* Task item
Return each line in the records below that includes "this".

+ + +

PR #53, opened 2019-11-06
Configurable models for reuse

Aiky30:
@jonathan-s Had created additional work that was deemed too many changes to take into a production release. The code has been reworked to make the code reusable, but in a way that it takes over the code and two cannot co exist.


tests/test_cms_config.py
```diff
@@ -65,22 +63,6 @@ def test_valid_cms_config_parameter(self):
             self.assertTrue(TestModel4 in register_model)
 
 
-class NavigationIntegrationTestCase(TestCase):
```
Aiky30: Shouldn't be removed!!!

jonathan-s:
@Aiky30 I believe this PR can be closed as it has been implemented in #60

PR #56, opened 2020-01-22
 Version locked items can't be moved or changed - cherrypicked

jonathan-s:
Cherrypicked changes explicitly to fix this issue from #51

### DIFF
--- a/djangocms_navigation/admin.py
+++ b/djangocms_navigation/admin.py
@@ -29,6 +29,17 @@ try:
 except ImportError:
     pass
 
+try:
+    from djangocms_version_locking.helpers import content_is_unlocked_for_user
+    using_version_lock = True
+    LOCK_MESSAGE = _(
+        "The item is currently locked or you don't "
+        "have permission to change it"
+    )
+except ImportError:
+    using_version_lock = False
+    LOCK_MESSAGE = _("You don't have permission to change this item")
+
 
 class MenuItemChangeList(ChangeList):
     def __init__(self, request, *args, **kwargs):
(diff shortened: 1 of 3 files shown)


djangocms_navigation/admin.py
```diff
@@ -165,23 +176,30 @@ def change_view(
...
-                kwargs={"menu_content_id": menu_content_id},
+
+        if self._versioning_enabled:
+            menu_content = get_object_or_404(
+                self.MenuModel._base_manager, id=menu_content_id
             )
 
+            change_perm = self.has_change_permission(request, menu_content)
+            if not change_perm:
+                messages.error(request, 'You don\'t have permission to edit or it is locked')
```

+ + +

* Completed exercise
@Aiky30 I believe this PR can be closed as it has been implemented in #60
Cherrypicked changes explicitly to fix this issue from #51
+    LOCK_MESSAGE = _("You don't have permission to change this item")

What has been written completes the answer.